PR #177, opened 2024-01-02
contracts-stylus: darkpool: expect signature over wallet shares

akirillo:
This PR changes the implementation of `update_wallet` to expect the `public_inputs_signature` to be over the big-endian representation of `poseidon_hash(private_shares_commitment || public_wallet_shares)`, as opposed to over the entire serialized `ValidWalletUpdateStatement`. This way, we expect the user to sign _exactly_ the state that is committed to in the Merkle tree. This required moving the ECDSA verification logic into the Merkle contract (where we compute said Poseidon hash).

**Testing:**
The `update_wallet` test passes, all other code paths are untouched.

### DIFF
--- a/contracts-stylus/src/contracts/darkpool.rs
+++ b/contracts-stylus/src/contracts/darkpool.rs
@@ -2,14 +2,10 @@
 //! verifying the various proofs of the Renegade protocol, and handling deposits / withdrawals.
 
 use alloc::{vec, vec::Vec};
-use common::{
-    custom_serde::BytesSerializable,
-    types::{
-        ExternalTransfer, MatchPayload, ScalarField, ValidMatchSettleStatement,
-        ValidWalletCreateStatement, ValidWalletUpdateStatement,
-    },
+use common::types::{
+    ExternalTransfer, MatchPayload, PublicSigningKey, ScalarField, ValidMatchSettleStatement,
+    ValidWalletCreateStatement, ValidWalletUpdateStatement,
 };
-use contracts_core::crypto::ecdsa::ecdsa_verify;
 use core::borrow::{Borrow, BorrowMut};
 use stylus_sdk::{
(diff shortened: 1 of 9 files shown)


contracts-stylus/src/contracts/darkpool.rs
```diff
@@ -338,19 +344,41 @@ impl DarkpoolContract {
...
+        let merkle_address = storage.borrow_mut().merkle_address.get();
+
+        let old_pk_root_u256s = old_pk_root
+            .x
+            .into_iter()
+            .chain(old_pk_root.y)
+            .map(scalar_to_u256)
+            .collect::<Vec<_>>()
+            .try_into()
+            .unwrap();
```
joeykraut: nit: might read nicer if this was broken out into a helper

contracts-stylus/src/contracts/merkle.rs
```diff
@@ -89,12 +98,44 @@ where
...
-            .collect();
+        let shares_commitment = self.compute_shares_commitment(shares);
+
+        self.insert_helper(shares_commitment, P::HEIGHT as u8, insert_index, true);
+
+        Ok(())
+    }
+
+    /// Computes a commitment to the given wallet shares & inserts it into the Merkle tree
+    pub fn verify_state_sig_and_insert(
```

★ ★ ★

# [DIRECTIONS]
Copy the data above in full, exactly as it reads.

# [YOUR RESPONSE]
PR #177, opened 2024-01-02
contracts-stylus: darkpool: expect signature over wallet shares

akirillo:
This PR changes the implementation of `update_wallet` to expect the `public_inputs_signature` to be over the big-endian representation of `poseidon_hash(private_shares_commitment || public_wallet_shares)`, as opposed to over the entire serialized `ValidWalletUpdateStatement`. This way, we expect the user to sign _exactly_ the state that is committed to in the Merkle tree. This required moving the ECDSA verification logic into the Merkle contract (where we compute said Poseidon hash).

**Testing:**
The `update_wallet` test passes, all other code paths are untouched.

### DIFF
--- a/contracts-stylus/src/contracts/darkpool.rs
+++ b/contracts-stylus/src/contracts/darkpool.rs
@@ -2,14 +2,10 @@
 //! verifying the various proofs of the Renegade protocol, and handling deposits / withdrawals.
 
 use alloc::{vec, vec::Vec};
-use common::{
-    custom_serde::BytesSerializable,
-    types::{
-        ExternalTransfer, MatchPayload, ScalarField, ValidMatchSettleStatement,
-        ValidWalletCreateStatement, ValidWalletUpdateStatement,
-    },
+use common::types::{
+    ExternalTransfer, MatchPayload, PublicSigningKey, ScalarField, ValidMatchSettleStatement,
+    ValidWalletCreateStatement, ValidWalletUpdateStatement,
 };
-use contracts_core::crypto::ecdsa::ecdsa_verify;
 use core::borrow::{Borrow, BorrowMut};
 use stylus_sdk::{
(diff shortened: 1 of 9 files shown)


contracts-stylus/src/contracts/darkpool.rs
```diff
@@ -338,19 +344,41 @@ impl DarkpoolContract {
...
+        let merkle_address = storage.borrow_mut().merkle_address.get();
+
+        let old_pk_root_u256s = old_pk_root
+            .x
+            .into_iter()
+            .chain(old_pk_root.y)
+            .map(scalar_to_u256)
+            .collect::<Vec<_>>()
+            .try_into()
+            .unwrap();
```
joeykraut: nit: might read nicer if this was broken out into a helper

contracts-stylus/src/contracts/merkle.rs
```diff
@@ -89,12 +98,44 @@ where
...
-            .collect();
+        let shares_commitment = self.compute_shares_commitment(shares);
+
+        self.insert_helper(shares_commitment, P::HEIGHT as u8, insert_index, true);
+
+        Ok(())
+    }
+
+    /// Computes a commitment to the given wallet shares & inserts it into the Merkle tree
+    pub fn verify_state_sig_and_insert(
```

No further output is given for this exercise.